Paulson takes heat from House Dems
Treasury Secretary Henry Paulson got an earful from members of the House Financial Services Committee over management of the $700 billion bailout and his refusal to act on foreclosures. Steve Henn has more.
Treasury Secretary Henry Paulson testifies before the House Financial Services Committee on Nov. 18, 2008. (Karen Bleier/AFP/Getty Images)
More on The Economy, Wall Street, Politics, Fed. Budget/Govt. Spending, America's Financial Crisis
TEXT OF STORY
Kai Ryssdal: It's been about six weeks since Congress passed the financial industry's big bailout. In that time, though, pretty much everything we were told about the way it was going to work has been thrown out the window. Today almost half the money's already been spoken for. It's been spent buying stakes in banks and in AIG, the big and bottomless insurance company. Nothing has gone to buy up bad mortgages or stem the rising tide of foreclosures. Marketplace's Steve Henn reports Treasury Secretary Hank Paulson got an earful about that this morning.Steve Henn: Hank Paulson had a rough day defending his $700 billion bailout.
Barney Frank: Mr. Chairman -- I'm sorry. Mr. Secretary, we don't have a lot of time.

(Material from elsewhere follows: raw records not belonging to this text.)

PR #2675, opened 2015-12-28
Made Asserts module work on HHVM

Naktibalda:
Working module is better than elegant module.

### DIFF
--- a/.travis.yml
+++ b/.travis.yml
@@ -83,9 +83,6 @@ install:
 
 before_script:
   - '[[ "$TRAVIS_PHP_VERSION" == "hhvm" ]] || [[ "$TRAVIS_PHP_VERSION" == "7.0" ]] || echo "extension = mongo.so" >> ~/.phpenv/versions/$(phpenv version-name)/etc/php.ini'
-  # enable xdebug for hhvm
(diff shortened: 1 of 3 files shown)


sergeyklay:
@Naktibalda can you please change from 
```
(cd cphalcon/ext; export CFLAGS="-g3 -O1 -std=gnu90"; phpize &> /dev/null && ./configure --silent --enable-phalcon &> /dev/null && make --silent -j4 &> /dev/null && make --silent install && phpenv config-add ../unit-tests/ci/phalcon.ini &> /dev/null && cd ../..;)'
```

to 

```
(cd cphalcon/ext; export CFLAGS="-g0 -O0 -std=gnu90"; phpize &> /dev/null && ./configure --silent --enable-phalcon &> /dev/null && make --silent -j2 &> /dev/null && make --silent install && phpenv config-add ../unit-tests/ci/phalcon.ini &> /dev/null && cd ../..;)'
```

to reduce Phalcon compile time.

> CFLAGS="-g3 -O1 -std=gnu90";
> make --silent -j2

DavertMik:
Thanks. This looks less compact than it was before but let's make it work on HHVM!

PR #3346, opened 2016-07-19
Using valid example of expectException()

igorsantos07:
Also, using `Exception::class` is generic enough for any sort of Exception implementation, and lighter than actually instantiating an exception just to get its class.

### DIFF
--- a/docs/05-UnitTests.md
+++ b/docs/05-UnitTests.md
@@ -336,7 +336,7 @@ To check your code for exception you can use `expectException` method from `Asse
 
 ```php
 <?php
-$t->expectException(new Exception, {
+$t->expectException(Exception::class, function() {
    throw new Exception; 
 });
 ```


DavertMik:
I think both examples are equivalent. Depending on what you imported as `Exception`

igorsantos07:
The biggest point here is actually the said "callback". That syntax with sole curly braces is invalid :)

Naktibalda:
`Exception::class` does not work on PHP 5.4

igorsantos07:
@Naktibalda so what about using `expectException('Exception', $callback)` instead? I still feel it's bad so _suggest_ people to instantiate a class for nothing but getting its name. What if the needed exception has some required arguments? Someone may get helpless thinking it needs an actual instance of the exception for that.

DavertMik:
>  I still feel it's bad so suggest people to instantiate a class for nothing but getting its name.

If you want to test that exception with the exact code and exact message, you should instantiate it. At least this is how it works now. An example demonstrates that this is possible to pass exception instance. Reference for this module provides all this variations: http://codeception.com/docs/modules/Asserts#expectException

But I don't mind merging this. Sure it doesn't work for PHP 5.4 but it is only a guide, so anyone using this method can see its reference and choose the way they like to use it.

igorsantos07:
Whoa! I didn't even think about looking for the actual class reference. As the guide gave no further insights, I thought that was the "canonical" way of doing stuff. That's why I got worried with the weird syntax. And no, I didn't know it was possible to compare the actual code and message that way :)

Can I send another PR including links for the referenced classes and methods, when appropriate? This way people will know there's further information down the rabbit hole, if needed.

Congressman Barney Frank and others repeatedly interrupted Paulson and berated the Treasury Secretary for sidestepping questions about the Troubled Asset Relief Program, aka the TARP. They're angry that Paulson has refused to put money on the table to slow foreclosures.
Hank Paulson: The prudent course at this time is to conserve the remaining funds available from the TARP.
Paulson says as banks start lending again, that should slow foreclosures. And voluntary bank programs should help. But Barney Frank wants more.
Frank: We understand that there are other activities going on. I don't accept them as a substitute for using the authority that we very specifically and carefully wrote into the TARP and that was essential for it getting passed.
Frank likes a plan proposed by Sheila Bair, chairman of the FDIC, who sat just feet away from the embattled Treasury Secretary. Bair's proposed using $24 billion from the bailout to renegotiate $1.5 million [of] troubled loans.
Sheila Bair: Eligible borrowers would get lower interest rates and in some cases longer loan terms and principle forbearance to make their monthly payments affordable.
The Feds would share administrative costs and any losses if borrowers defaulted again. Bair believes her plan would stabilize housing prices by stopping unnecessary foreclosures.
Bair: If this program can keep home prices from falling by just 3 percentage points less than would otherwise be the case, over one half a trillion dollars would remain in homeowners' pockets.
But turning these ideas into reality will probably have to wait until president-elect Obama takes office.
In Washington, I'm Steve Henn for Marketplace.